# [Action item]
Please copy every line from the following entries in which the word "made" appears.
========================
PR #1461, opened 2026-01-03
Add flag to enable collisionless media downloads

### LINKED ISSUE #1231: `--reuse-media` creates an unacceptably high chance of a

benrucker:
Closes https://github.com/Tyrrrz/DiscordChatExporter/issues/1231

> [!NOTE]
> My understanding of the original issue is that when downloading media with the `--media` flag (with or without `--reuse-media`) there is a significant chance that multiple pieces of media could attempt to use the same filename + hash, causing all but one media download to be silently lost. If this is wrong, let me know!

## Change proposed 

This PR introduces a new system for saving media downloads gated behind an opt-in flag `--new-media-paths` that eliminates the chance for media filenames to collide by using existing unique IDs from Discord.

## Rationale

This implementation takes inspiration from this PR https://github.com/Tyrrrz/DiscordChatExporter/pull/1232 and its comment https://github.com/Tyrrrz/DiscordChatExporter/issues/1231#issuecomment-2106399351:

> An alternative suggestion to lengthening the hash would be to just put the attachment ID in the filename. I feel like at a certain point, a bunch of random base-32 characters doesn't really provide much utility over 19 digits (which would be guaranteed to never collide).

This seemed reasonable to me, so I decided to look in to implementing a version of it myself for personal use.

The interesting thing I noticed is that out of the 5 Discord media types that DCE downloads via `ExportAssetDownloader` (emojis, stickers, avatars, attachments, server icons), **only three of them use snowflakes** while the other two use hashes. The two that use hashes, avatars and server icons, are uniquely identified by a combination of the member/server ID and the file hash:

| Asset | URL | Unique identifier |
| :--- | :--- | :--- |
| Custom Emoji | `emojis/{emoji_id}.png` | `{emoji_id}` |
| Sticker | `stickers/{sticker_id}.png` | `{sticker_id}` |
========================
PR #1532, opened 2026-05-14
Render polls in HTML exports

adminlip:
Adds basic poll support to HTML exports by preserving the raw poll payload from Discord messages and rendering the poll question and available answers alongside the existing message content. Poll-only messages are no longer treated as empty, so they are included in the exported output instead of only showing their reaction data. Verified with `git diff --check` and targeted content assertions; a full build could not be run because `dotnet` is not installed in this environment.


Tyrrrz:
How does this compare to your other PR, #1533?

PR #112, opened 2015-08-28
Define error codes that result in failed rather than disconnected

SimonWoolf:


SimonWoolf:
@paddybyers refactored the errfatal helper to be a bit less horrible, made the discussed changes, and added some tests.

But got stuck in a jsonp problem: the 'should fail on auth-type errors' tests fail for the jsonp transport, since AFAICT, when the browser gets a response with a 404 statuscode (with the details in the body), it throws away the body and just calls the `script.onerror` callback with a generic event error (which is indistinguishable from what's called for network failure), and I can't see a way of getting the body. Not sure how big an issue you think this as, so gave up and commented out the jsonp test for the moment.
========================
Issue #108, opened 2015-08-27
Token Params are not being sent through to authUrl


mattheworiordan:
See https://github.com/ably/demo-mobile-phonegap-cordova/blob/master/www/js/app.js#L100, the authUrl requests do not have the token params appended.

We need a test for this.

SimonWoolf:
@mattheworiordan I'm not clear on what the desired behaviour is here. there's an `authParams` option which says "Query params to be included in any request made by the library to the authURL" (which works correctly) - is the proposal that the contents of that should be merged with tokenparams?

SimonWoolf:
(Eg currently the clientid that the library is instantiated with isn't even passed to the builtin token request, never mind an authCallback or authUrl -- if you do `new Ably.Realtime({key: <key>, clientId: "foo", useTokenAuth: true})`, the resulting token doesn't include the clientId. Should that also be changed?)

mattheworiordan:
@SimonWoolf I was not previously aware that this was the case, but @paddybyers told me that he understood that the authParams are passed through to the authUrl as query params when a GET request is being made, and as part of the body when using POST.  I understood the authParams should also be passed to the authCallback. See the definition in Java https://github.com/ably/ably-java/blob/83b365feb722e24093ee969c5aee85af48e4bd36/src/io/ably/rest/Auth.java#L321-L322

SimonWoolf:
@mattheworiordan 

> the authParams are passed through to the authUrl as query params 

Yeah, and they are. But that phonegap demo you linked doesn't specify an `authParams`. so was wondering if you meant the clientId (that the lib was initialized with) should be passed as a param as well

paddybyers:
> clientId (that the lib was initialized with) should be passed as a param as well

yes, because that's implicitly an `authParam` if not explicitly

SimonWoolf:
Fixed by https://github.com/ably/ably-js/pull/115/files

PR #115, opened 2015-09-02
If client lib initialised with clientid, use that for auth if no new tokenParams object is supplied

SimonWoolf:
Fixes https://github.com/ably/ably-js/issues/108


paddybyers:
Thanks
========================
# [Answer section]
@paddybyers refactored the errfatal helper to be a bit less horrible, made the discussed changes, and added some tests.
@mattheworiordan I'm not clear on what the desired behaviour is here. there's an `authParams` option which says "Query params to be included in any request made by the library to the authURL" (which works correctly) - is the proposal that the contents of that should be merged with tokenparams?
@SimonWoolf I was not previously aware that this was the case, but @paddybyers told me that he understood that the authParams are passed through to the authUrl as query params when a GET request is being made, and as part of the body when using POST.  I understood the authParams should also be passed to the authCallback. See the definition in Java https://github.com/ably/ably-java/blob/83b365feb722e24093ee969c5aee85af48e4bd36/src/io/ably/rest/Auth.java#L321-L322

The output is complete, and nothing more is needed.